━━━━━ Exercise material

PR #618, opened 2018-06-19
nextcloud: update php to 7.2.8

### LINKED ISSUE #617: Update PHP to 7.2.x
It seems that Nextcloud 13.x supports PHP 7.2.x:

- https://docs.nextcloud.com/server/13/admin_manual/installation/system_requirements.html

And as per this comparison, it seems that the overall performance should be a little bit better:

- https://www.phoronix.com/scan.php?page=news_item&px=PHP-7.2-Benchmarks-RC6

bn4t:
Fixes #617


pachulo:
Hey! Thanks for this @bn4t !

It did not pass the tests, so maybe you need to do a modification like this one to the `extension_dir`:

- https://github.com/nextcloud/nextcloud-snap/pull/399/files#diff-87ecae46e1b62c47ad6f7d057766a815L724

Using the folder for PHP 7.2: `no-debug-non-zts-20170718`

bn4t:
Thank you for the tip @pachulo. 
Was wondering why it was failing...

pachulo:
You're welcome! Let's see if it did the trick!

bn4t:
It worked! Is there something else to do before this can be merged?

bn4t:
Tested it on ubuntu 16.04. Everything seems to work fine.

pachulo:
Maybe we should add this PHP extension: https://github.com/php/pecl-encryption-mcrypt (as per https://github.com/nextcloud/nextcloud-snap/issues/617#issuecomment-399096692) and see it that application works.

pachulo:
Please, update this to 7.2.7 too @bn4t !

bn4t:
Seems like `phpize` is executed in the wrong directory. 
Not sure what the `source-subdir` option from the php plugin does. Can we set the execution directory for `phpize` with this? @kyrofa

snap/snapcraft.yaml
```diff
@@ -208,6 +206,9 @@ parts:
       # Build the redis PHP module
       - source: https://github.com/phpredis/phpredis/archive/3.1.4.tar.gz
         source-checksum: sha256/656cab2eb93bd30f30701c1280707c60e5736c5420212d5d547ebe0d3f4baf71
+      # Build the mcrypt PHP module  
+      - source: https://pecl.php.net/get/mcrypt-1.0.1.tgz
```
pachulo: I think that with the custom php plugin that @kyrofa did, you need to use the repository, not the pecl module. Something like:

`- source: https://github.com/php/pecl-encryption-mcrypt.git`

Should be enough in this case.

snap/snapcraft.yaml
```diff
@@ -195,7 +194,6 @@ parts:
       - libpng12-dev
       - libjpeg9-dev
       - libbz2-dev
-      - libmcrypt-dev
```
pachulo: I think that we need to keep this.

kyrofa:
@bn4t any chance you tested this with the user_saml like @pachulo suggested?

bn4t:
Haven't had the time so far. Might be able to do it today.

bn4t:
Is this ready to merge or is there anything still missing? @pachulo

snap/snapcraft.yaml
```diff
@@ -208,6 +207,8 @@ parts:
       # Build the redis PHP module
       - source: https://github.com/phpredis/phpredis/archive/3.1.4.tar.gz
         source-checksum: sha256/656cab2eb93bd30f30701c1280707c60e5736c5420212d5d547ebe0d3f4baf71
+      # Build the mcrypt PHP module  
+      - source: https://github.com/php/pecl-encryption-mcrypt.git
```
kyrofa: Can you please change this to a specific release, along with a checksum, please?

tests/spec/enable_http2_spec.rb
```diff
@@ -0,0 +1,11 @@
+feature "Enabling HTTPS" do
```
kyrofa: This probably doesn't belong in this PR.

bn4t: Not sure how that happened. I removed it now. Thanks for pointing it out.

snap/snapcraft.yaml
bn4t: I changed now the source to the latest commit and added checksum verification.

bn4t:
The test currently fails because the httpd download link(http://ftp.wayne.edu/apache/httpd/httpd-2.4.33.tar.bz2) returns a `404` error. 

@kyrofa A PR of yours (#646) fixes this. Should I just wait until #646 is merged and the merge the `development` branch into `update-php-to-7.2.x`? Or is there a better solution?

kyrofa:
@bn4t yeah hold off, I'll land that today.

pachulo:
Please @bn4t update this to PHP 7.2.8
@kyrofa should we open an issue & PR for PHP 7.1.20?
Both 7.2.8 & 7.1.20 are security releases:

- http://www.php.net/ChangeLog-7.php#7.1.20
- http://www.php.net/ChangeLog-7.php#7.2.8

bn4t:
@pachulo Thanks for the heads up. I updated it now to `7.2.8`.

kyrofa:
I've been doing a little research on this one, and I'm not really liking the move to 7.2 right now. Folks are discussing only making apps work with 7.1, etc. until they have time to move away from mcrypt, so I see two possible paths:

1. Apps start checking PHP version and start saying they don't work with 7.2
2. We now start supporting a legacy and seemingly unmaintained PHP extension that deals with security.

Neither of those is good news for snap users if we move to 7.2. I think the smarter play right now is to stick to PHP 7.1 until apps move away from mcrypt. Thoughts?

pachulo:
@kyrofa regarding **2**: How is that different from keep on using PHP 7.1.x? I mean, that version includes mcrypt and I guess that it's based on the extension...is it better because the PHP team would fix any possible problem?
In my understanding is that mcrypt is not bad as per se, but that it's complex to use and it gives developers who use it a million ways to shoot in their foot:

- https://secure.php.net/manual/en/migration71.deprecated.php

Apart from that, I would like to measure the speed gainings with PHP 7.2 to see if the update is worthwhile.

kyrofa:
@pachulo yeah, in 7.1 they're still on the hook for supporting it, whereas in 7.2 I suspect it will languish and die. I'm not sure we'll ever be able to remove it in the snap if we support it now.

pachulo:
OK @kyrofa then I'm with you that the most sensible choice is to keep the snap out of the PHP 7.2 loop till enough apps migrate to use sodium instead of mcrypt and then update.

kyrofa:
Alright, I'll close this for the time-being, then, but thank you for doing this @bn4t-- we'll revive it when the time is right.

JamesBream:
+1 for 7.1 from me. The performance increases that 7.2 brings, while nice, are fairly modest in controlled tests so probably won't translate to much of a real-world improvement for us (though I'd be really interested to see the figures if you do any testing @pachulo).

According to [this](http://php.net/supported-versions.php), 7.1 has security support until December 2019 so I don't think there's any urgency to update on that front.

The PECL extension hasn't been touched since 2016 and libMcrypt hasn't been updated since 2007 - not ideal for a security library.

Ubuntu LTS has just moved to 7.2 as the default PHP version with 18.04, as have other distros recently, which I think will begin to force app devs to prioritise dropping Mcrypt so I don't think we'll have to hold out on 7.1 for long. Perhaps we could revisit this with NC14 - which itself might also encourage apps to be updated?

kyrofa:
Exactly my thinking, @JamesBream. I suspect this won't be an issue for very long, and we can roll out 7.2 once mcrypt isn't needed anymore. I really think it's just user_saml, so let's keep an eye on it.

pachulo:
Let's hope so @kyrofa @JamesBream ! Thanks a lot for this @bn4t !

━━━━━━━━━━

▸ **What the task requires**: Beginning at the first line above, repeat exactly until the line containing "And as per this", which is included.

▸ **Answer box**:
PR #618, opened 2018-06-19
nextcloud: update php to 7.2.8

### LINKED ISSUE #617: Update PHP to 7.2.x
It seems that Nextcloud 13.x supports PHP 7.2.x:

- https://docs.nextcloud.com/server/13/admin_manual/installation/system_requirements.html

And as per this comparison, it seems that the overall performance should be a little bit better:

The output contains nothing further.